[Exercise aim] Wherever "resolves" occurs in the entries, copy the line that holds it.

[Stored data entries]
PR #5406, opened 2026-07-09
feat(parser): compound-subject chosen-type static (Rukarumel, Biologist) (#5392)

davion-knight:
## Summary

Fixes #5392. `Rukarumel, Biologist`'s chosen-creature-type static —
`Slivers you control and nontoken creatures you control are the chosen type in addition to their other creature types.` (Oracle text verified against `client/public/card-data.json`) — previously **strict-failed** (`static_abilities: []`); the whole line collapsed into an `Unimplemented` ability.

It's the **compound-subject** sibling of the "chosen type" static class (Arcane Adaptation, Xenograft, Lifecraft Engine) — the same structural shape as **#5219**'s compound-subject animation static: two `you control` conjuncts joined by "and", each individually resolvable, but the combination unreached because the single-subject dispatcher's subject matcher only accepts three fixed literal forms.

## Fix (mirrors #5219)

- **`parse_compound_you_control_chosen_type_static`** delegates subject resolution *whole* to the already-generic `parse_continuous_subject_filter` (which unions `X you control and Y you control` into an `Or` via `parse_controlled_compound_continuous_subject_filter`) and owns only the additive chosen-type predicate. Declines unless the subject is a genuine `Or` of 2+ filters (single-subject lines stay with the existing handler) and declines non-additive (CR 205.1a SET) predicates.
- Extract the shared **`parse_chosen_type_additive_suffix`** retain-suffix helper, extended to optionally accept `creature ` before `types` (Rukarumel's "…other **creature** types" spelling). The single-subject forms omit it, so `opt` matches nothing there and their behavior is unchanged.
- A "same is true for …" tail prefix matcher + `push_same_is_true_static_tail` call in `oracle.rs` preserve Rukarumel's trailing non-battlefield-zone sentence as an `Unimplemented` residual — matching Arcane Adaptation / Maskwood Nexus, rather than strict-failing the whole line.

## Architecture

- Nom combinators throughout; reuses `parse_continuous_subject_filter`, `each`-style helpers, and the existing tail-splitter.
- Builds for the **class** (any `X you control and Y you control` compound), not the single card.
- **No new `ContinuousModification` / `Layer` / runtime** — `AddChosenSubtype { CreatureType }` is already fully wired (Arcane Adaptation / Xenograft / Lifecraft exercise it end-to-end).
- CR-annotated: **CR 611.3 / CR 607.2d / CR 205.1b / CR 205.3m**.

## Testing

[...]

PR #5444, opened 2026-07-09
feat(parser): compound negated-type subject animation with granted abilities (Bello, Bard of the Brambles)

### LINKED ISSUE #5442: parser: compound-subject animation static strict-fails (Bello, Bard of the Brambles)
## Summary

**Bello, Bard of the Brambles** (Bloomburrow Commander)'s compound-subject animation static —

> "During your turn, each non-Equipment artifact and non-Aura enchantment you control with mana value 4 or greater is a 4/4 Elemental creature in addition to its other types and has indestructible, haste, and 'Whenever this creature deals combat damage to a player, draw a card.'"

(Oracle text verified against the Scryfall API) — currently **strict-fails** (verified against `data/coverage-data.json`: `supported: false`, single gap `"Effect:static_structure"` pointing at the entire line); the whole line collapses into an `Unimplemented` ability.

This is the same *structural* gap shape as #5219 (Life and Limb's compound-subject animation static) and #5392/#5406 (Rukarumel's compound-subject chosen-type static): a compound subject joined by "and" where each individual conjunct is already independently resolvable, and the animation+keyword+ability-grant predicate is already independently resolvable — but the *combination* of a two-conjunct compound subject with this predicate class is unreached.

## Proof the pieces are already independently correct

Two real, currently-`supported: true` cards confirm every constituent piece of Bello's line already works in isolation (verified against `data/coverage-data.json`):

- **Starfield of Nyx**: "each other non-Aura enchantment you control is a creature in addition to its other types" — proves the single negated-type conjunct ("non-Aura enchantment you control ... is a creature in addition to its other types") already resolves correctly, including the `non-` prefix and the CR 205.1b additive "in addition to its other types" marker.
- **Mephidross Vampire**: "Each creature you control is a Vampire in addition to its other creature types and has 'Whenever this creature deals damage to a creature, put a +1/+1 counter on this creature.'" — proves the combined animation + CR 205.1b additive-type + granted-ability-string predicate (the "is a `<type>` ... in addition to its other types and has '`<ability>`'" shape) already resolves correctly for a single subject.

Between them, these are the two halves Bello combines: a *compound* ("non-Equipment artifact **and** non-Aura enchantment") subject, each half individually proven by Starfield of Nyx's negated-type-conjunct pattern, applied to the animation+ability-grant predicate shape Mephidross Vampire already proves — plus a keyword list (`indestructible, haste`) folded into the same `has ... and "..."` clause, and a `During your turn,` turn-window gate (an established, separately-supported CR 611.3a condition prefix elsewhere in the codebase). So this is **not** a predicate gap — it is purely a **compound-subject** gap, structurally identical to the class #5219/#5406 already generalized for other predicate families.

## Root cause (to be traced precisely at implementation time)

The existing compound-subject animation dispatcher, `parse_compound_all_subjects_type_change` (`crates/engine/src/parser/oracle_static/type_change.rs`, the #5219 fix), only matches the **plural "All `<X>` and all `<Y>` are `<predicate>`"** grammar (repeated `all` quantifier before each conjunct, plural copula `are`). Bello uses the **singular "each `<X>` and `<Y>` ... is a `<predicate>`"** grammar (one shared `each` quantifier, singular copula `is a`) — a different surface grammar over the same underlying CR 611.3/CR 205.1b semantics, so `parse_compound_all_subjects_type_change` declines it and it falls through to whatever single-subject "each `<X>` you control is a ..." dispatcher handles Starfield of Nyx / Mephidross Vampire, which in turn only accepts a single leaf subject (not an "`<X>` and `<Y>`" compound before the copula).

Needs tracing at implementation time to confirm the exact single-subject dispatcher (candidates: a sibling of `parse_each_noncreature_subject_is_creature_with_pt_mv` in `type_change.rs`, or a dispatcher in `oracle_effect/animation.rs`) and exactly which stage drops the second ("and non-Aura enchantment") conjunct.

## Proposed fix (mirrors #5219 / #5406's structural shape)

Add a compound-subject sibling for this "each `<X>` and `<Y>` ... is a `<predicate>`" class, following the same shape as #5219 and #5406:

1. A new parser function that recognizes the singular "each `<X>` and `<Y>` [you control] [with `<suffix>`] is a/an `<predicate>`" shape, resolves each conjunct's leaf subject independently (reusing whatever single-conjunct subject resolver already serves Starfield of Nyx), and `Or`-combines them — distributing any shared suffix (controller, mana-value gate) to every leg, mirroring `distribute_controller_to_or` / the `Or`-union pattern used throughout the compound-subject family.
2. Declines unless the subject is a genuine compound (2+ conjuncts) so single-subject lines (Starfield of Nyx, Mephidross Vampire) keep routing to their existing dispatcher unchanged.
3. Delegates the *entire* predicate ("is a 4/4 Elemental creature in addition to its other types and has indestructible, haste, and '`<ability>`'") to the already-general `parse_continuous_gets_has` (or whatever predicate builder Mephidross Vampire's line already routes through) rather than reinventing animation/keyword/ability-grant parsing — matching #5406's "own only the subject-compound delegation, reuse the existing predicate builder wholesale" discipline.
4. Wires the leading `During your turn,` condition the same way other turn-window-gated statics already do (e.g. `StaticCondition::DuringYourTurn`, as used by `parse_compound_subject_keyword_static` for the Gruul Spellbreaker class).
5. Tests: a parser-shape test on the modeled compound sentence (asserting the `Or` of two negated-type `Typed` filters, the `AddType{Creature}` + base-P/T + `AddKeyword` modifications, and the granted-ability string), a full-oracle test for Bello, and no-regression tests confirming Starfield of Nyx and Mephidross Vampire (single-subject) still parse unchanged.

No new `ContinuousModification` / `Layer` / runtime is expected — `AddType`, base P/T setting (Layer 7b), `AddKeyword`, and ability-granting are all already exercised end-to-end by Starfield of Nyx and Mephidross Vampire.

## CR references (grep-verified against `docs/MagicCompRules.txt` at implementation time)

- CR 611.3 — a continuous static effect applies to every object its text indicates (the compound `Or`-distributed affected set).
- CR 205.1b — additive type/subtype grants ("in addition to its other types").
- CR 613.1d / CR 613.4b — Layer 4 (type change) and Layer 7b (base P/T) continuous effects.
- CR 611.3a — turn-window ("During your turn") condition gating.

## Scope

Parser-only (`crates/engine/src/parser/oracle_static/type_change.rs` and/or `oracle_effect/animation.rs`, plus their test files) — no engine types/runtime changes expected, matching #5219's and #5406's file footprint.

jsdevninja:
## Summary

Fixes #5442. Bello, Bard of the Brambles' static —

> "During your turn, each non-Equipment artifact and non-Aura enchantment you control with mana value 4 or greater is a 4/4 Elemental creature in addition to its other types and has indestructible, haste, and \"Whenever this creature deals combat damage to a player, draw a card.\""

(Oracle text verified against the Scryfall API) — previously strict-failed (`Unimplemented("static_structure")`, `data/card-data.json`); the whole line collapsed into a gap.

Same *structural* shape as #5219 (Life and Limb's compound-subject animation static): a compound subject joined by "and" where each conjunct is independently resolvable and the predicate class is independently resolvable elsewhere, but the *combination* was unreached. Bello's variant differs from #5219's own fix (`parse_compound_all_subjects_type_change`) in two ways that make it a distinct class, not a duplicate:

- **Subject grammar**: Life and Limb repeats the quantifier per conjunct ("All `<X>` **and all** `<Y>`", plural "are"); Bello has a single shared quantifier and per-conjunct *negated*-type exclusions ("each non-Equipment artifact **and** non-Aura enchantment", singular "is") with a trailing qualifier (`you control`, `with mana value 4 or greater`) that applies to *both* conjuncts despite appearing once, after the second.
- **Predicate**: alongside the type change, Bello grants a *mixed* bare-keyword + quoted-trigger list ("indestructible, haste, and \"...\"") — a combination the shared additive-type-clause helper only partially supported (quoted portion only).

## Fix

`parse_each_compound_subject_type_change` (`crates/engine/src/parser/oracle_static/type_change.rs`), dispatched in `parse_static_line_inner` right after its closest sibling (`parse_each_noncreature_subject_is_creature_with_pt_mv`):

- **Subject**: delegates *wholesale* to the general target-phrase grammar (`parse_type_phrase`) instead of hand-rolling a conjunct splitter. That grammar already recurses per `"and"`-leg — restarting its own leading `non-` scan on each recursive call (`starts_with_type_word`'s `non-` arm) — and backfills the shared trailing qualifiers (controller, mana value) from the last leg onto every earlier leg via `distribute_controller_to_or` / `distribute_properties_to_or`. Declines (via a `2+`-leg `Or`-of-`Typed` guard) unless the subject is a genuine compound, so single-subject lines keep falling through to their existing dispatcher unchanged.
- **Predicate**: composes `parse_animation_spec` (base P/T + leading type/subtype grant) with `parse_additive_type_clause_modifications` (any extra type noun the animation spec stops short of), then extracts the granted-ability tail locally — reusing the same `split_keyword_list` + `push_grant_clause_modifications` + `parse_quoted_ability_modifications` composition `parse_continuous_modifications` already uses elsewhere — so a *mixed* bare-keyword/quoted-trigger list is captured in full. Kept local to the new function rather than folded into the shared additive-type-clause helper, which has several other call sites this change should not risk perturbing.
- Gated on the CR 205.1b additive marker ("in addition to its/their other types"), mirroring #5219's own review-fix, so a bare replacement compound isn't misclaimed as additive.

I cross-checked this design against #5406 (Rukarumel, cited in #5442 as the structurally closest precedent): that PR's subject-delegation target (`parse_continuous_subject_filter`) *requires* every conjunct to independently carry its own controller anchor (`"Slivers you control and nontoken creatures you control"`, repeated per leg) — which does not fit Bello's shared, non-repeated `"you control"`. `parse_type_phrase`'s distribution machinery is the correct fit here.

## CR references (grep-verified against `docs/MagicCompRules.txt`)

- CR 611.3 / CR 611.3a — a continuous effect from a static applies at any moment to whatever its text indicates (the compound `Or`-distributed affected set; the `During your turn,` window).
- CR 613.1d — Layer 4 type-changing effects.
- CR 613.4b — Layer 7b base power/toughness.
- CR 205.1b — additive type/subtype grants ("in addition to its other types").
- CR 604.1 / CR 603.1 — the granted quoted ability is a triggered ability (`GrantTrigger`).
- CR 702.10 / CR 702.12 — Haste / Indestructible.

## Testing

**Environment note**: this sandbox has no Tilt, no MSVC Build Tools, and no WSL/Docker, so I could not run `cargo build`/`test`/`clippy` locally. I verified as much as this environment allows:
- `cargo fmt --all -- --check` — clean.
- `./scripts/check-parser-combinators.sh upstream/main` — clean (no forbidden string-dispatch patterns in the added lines).
- Every helper function's signature, behavior, and call-site composition was traced by reading source directly (not from memory) — including manually tracing `parse_type_phrase`'s recursive per-leg negation handling and its `distribute_*_to_or` backfill functions line-by-line to confirm the compound-subject + shared-qualifier distribution actually produces the intended `Or` shape.
- **This PR has not been compiled or test-run.** Please treat `cargo test -p engine`/Tilt's `test-engine` as the first real verification pass before merge.

New tests (`oracle_static/tests.rs`):
- `bello_compound_negated_type_subject_animation_with_granted_abilities` — full Oracle text: `Or`-of-2 negated-type legs (non-Equipment artifact / non-Aura enchantment, both `you control` + `Cmc >= 4`), `DuringYourTurn` condition, base P/T, type/subtype grant, both bare keywords, and the granted trigger.
- `compound_negated_type_subject_animation_declines_non_additive_predicate` — the CR 205.1b gate declines a compound predicate missing the additive marker.
- `compound_negated_type_subject_animation_single_subject_falls_through` — a single-subject line is not claimed by the compound handler.

## Scope

Parser-only (`crates/engine/src/parser/oracle_static/{type_change,dispatch,tests}.rs`) — no engine types/runtime changes; `SetPower`/`SetToughness`/`AddType`/`AddSubtype`/`AddKeyword`/`GrantTrigger` are all pre-existing, already-wired modifications.

### DIFF
--- a/crates/engine/src/parser/oracle_static/dispatch.rs
+++ b/crates/engine/src/parser/oracle_static/dispatch.rs
@@ -1998,6 +1998,18 @@ pub(crate) fn parse_static_line_inner(
         return Some(def);
     }
 
+    // CR 611.3 + CR 613.4b + CR 205.1b: compound-subject animation whose
+    // subject is a heterogeneous union of negated-type legs ("each non-X Y
+    // and non-Z W ... is a [P/T] [type] creature in addition to its other
+    // types and has [keywords/granted ability]" — Bello, Bard of the
+    // Brambles). Delegates the subject to the general target-phrase grammar
+    // (see the function doc comment), so it does not need to precede any
+    // sibling here — a single-subject line simply fails its 2+-leg `Or` guard
+    // and falls through unchanged.
+    if let Some(def) = parse_each_compound_subject_type_change(&tp, &text) {
+        return Some(def);
+    }
+
     // --- "~ can't be blocked [by filter] [as long as condition]" ---
     // CR 509.1b: Handles unconditional, conditional, and filter-based "can't be blocked".
     // "except by" patterns are handled separately by CantBeBlockedExceptBy.
--- a/crates/engine/src/parser/oracle_static/tests.rs
+++ b/crates/engine/src/parser/oracle_static/tests.rs
@@ -4095,7 +4095,7 @@ fn bello_compound_negated_type_subject_animation_with_granted_abilities() {
 
     let cmc_ge_4 = FilterProp::Cmc {
         comparator: Comparator::GE,
-        value: QuantityExpr::Fixed(4),
+        value: QuantityExpr::Fixed { value: 4 },
     };
     // Artifact conjunct: a non-Equipment artifact you control, mana value >= 4.
     assert!(
--- a/crates/engine/src/parser/oracle_static/tests.rs
+++ b/crates/engine/src/parser/oracle_static/tests.rs
@@ -4196,12 +4196,12 @@ fn compound_negated_type_subject_animation_declines_non_additive_predicate() {
 // a regression introduced by adding the compound handler).
 #[test]
 fn compound_negated_type_subject_animation_single_subject_falls_through() {
+    let line = "each non-Equipment artifact you control with mana value 4 or greater is a 4/4 \
+                Elemental creature in addition to its other types.";
+    let lower = line.to_lowercase();
+    let tp = crate::parser::oracle_util::TextPair::new(line, &lower);
     assert!(
-        parse_static_line_multi(
-            "each non-Equipment artifact you control with mana value 4 or greater is a 4/4 \
-             Elemental creature in addition to its other types."
-        )
-        .is_empty(),
+        super::type_change::parse_each_compound_subject_type_change(&tp, line).is_none(),
         "single-subject line must not be claimed by the compound-subject handler"
     );
 }
--- a/crates/engine/src/parser/oracle_static/tests.rs
+++ b/crates/engine/src/parser/oracle_static/tests.rs
@@ -4107,6 +4107,16 @@ fn bello_compound_negated_type_subject_animation_with_granted_abilities() {
         "artifact conjunct must be non-Equipment artifact you control, MV>=4: {:?}",
         def.affected
     );
+    // Regression guard: the artifact conjunct's OWN negation (non-Equipment)
+    // must not cross-contaminate into the enchantment conjunct's non-Aura
+    // negation — each leg carries only its own qualifier.
+    assert!(
+        !filters.iter().any(|f| matches!(f, TargetFilter::Typed(tf)
+            if tf.type_filters.contains(&TypeFilter::Artifact)
+                && tf.type_filters.contains(&TypeFilter::Non(Box::new(TypeFilter::Subtype("Aura".to_string())))))),
+        "artifact conjunct must not also carry non-Aura: {:?}",
+        def.affected
+    );
     // Enchantment conjunct: a non-Aura enchantment you control, mana value >= 4.
     assert!(
         filters.iter().any(|f| matches!(f, TargetFilter::Typed(tf)
@@ -4115,6 +4125,17 @@ fn bello_compound_negated_type_subject_animation_with_granted_abilities() {
                 && tf.controller == Some(ControllerRef::You)
                 && tf.properties.contains(&cmc_ge_4))),
         "enchantment conjunct must be non-Aura enchantment you control, MV>=4: {:?}",
+        def.affected
+    );
+    // Regression guard (issue reported in code review): the enchantment
+    // conjunct must not also inherit the artifact conjunct's non-Equipment
+    // negation via `distribute_neg_type_filters_to_or` treating the two
+    // independently-negated legs as one shared-negation disjunction.
+    assert!(
+        !filters.iter().any(|f| matches!(f, TargetFilter::Typed(tf)
+            if tf.type_filters.contains(&TypeFilter::Enchantment)
+                && tf.type_filters.contains(&TypeFilter::Non(Box::new(TypeFilter::Subtype("Equipment".to_string())))))),
+        "enchantment conjunct must not also carry non-Equipment: {:?}",
         def.affected
     );
 
--- a/crates/engine/src/parser/oracle_static/tests.rs
+++ b/crates/engine/src/parser/oracle_static/tests.rs
@@ -4056,6 +4056,135 @@ fn peel_compound_all_quantified_conjuncts_single_quantifier_declines() {
     assert!(peel_compound_all_quantified_conjuncts("All Mountains are Plains").is_none());
 }
 
+// CR 611.3 + CR 613.4b + CR 205.1b: compound-subject animation whose subject is
+// a heterogeneous union of NEGATED-type legs — Bello, Bard of the Brambles.
+// Distinct from the "all X and all Y" family above (`parse_compound_all_subjects_type_change`
+// / `..._type_replacement`): Bello's subject has a SINGLE leading "each"
+// quantifier and per-conjunct negations ("non-Equipment", "non-Aura"), so it
+// is dispatched through `parse_each_compound_subject_type_change`, which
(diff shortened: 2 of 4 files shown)


matthewevans (changes requested):
**[MED]** The Bello subject filter cross-contaminates one conjunct's negated subtype into the other. Evidence: `crates/engine/src/parser/oracle_static/type_change.rs:1866` delegates the whole subject to `parse_type_phrase`, and the parse-diff sticky for this head reports Bello as `artifact non-Equipment or ... enchantment non-Aura non-Equipment`; Oracle only says `non-Aura enchantment`. The new test at `crates/engine/src/parser/oracle_static/tests.rs:4111` asserts the enchantment leg contains `Non(Aura)` but never asserts it does not also contain `Non(Equipment)`, so this regression is not pinned. Why it matters: Bello would incorrectly exclude any qualifying enchantment that also has the Equipment subtype or otherwise carries that subtype in a type-changing edge case, and the parser output no longer matches the card text. Suggested fix: split/parse the two subject legs so each leg keeps only its own `non-*` qualifier while shared `you control` / mana-value constraints are still distributed, and add negative assertions for both legs.

matthewevans (approved):
Parser change reviewed against current head: prior negated-subtype finding is resolved, parse-diff is limited to Bello, and required checks are green.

[Written solution]
- **Starfield of Nyx**: "each other non-Aura enchantment you control is a creature in addition to its other types" — proves the single negated-type conjunct ("non-Aura enchantment you control ... is a creature in addition to its other types") already resolves correctly, including the `non-` prefix and the CR 205.1b additive "in addition to its other types" marker.
- **Mephidross Vampire**: "Each creature you control is a Vampire in addition to its other creature types and has 'Whenever this creature deals damage to a creature, put a +1/+1 counter on this creature.'" — proves the combined animation + CR 205.1b additive-type + granted-ability-string predicate (the "is a `<type>` ... in addition to its other types and has '`<ability>`'" shape) already resolves correctly for a single subject.
1. A new parser function that recognizes the singular "each `<X>` and `<Y>` [you control] [with `<suffix>`] is a/an `<predicate>`" shape, resolves each conjunct's leaf subject independently (reusing whatever single-conjunct subject resolver already serves Starfield of Nyx), and `Or`-combines them — distributing any shared suffix (controller, mana-value gate) to every leg, mirroring `distribute_controller_to_or` / the `Or`-union pattern used throughout the compound-subject family.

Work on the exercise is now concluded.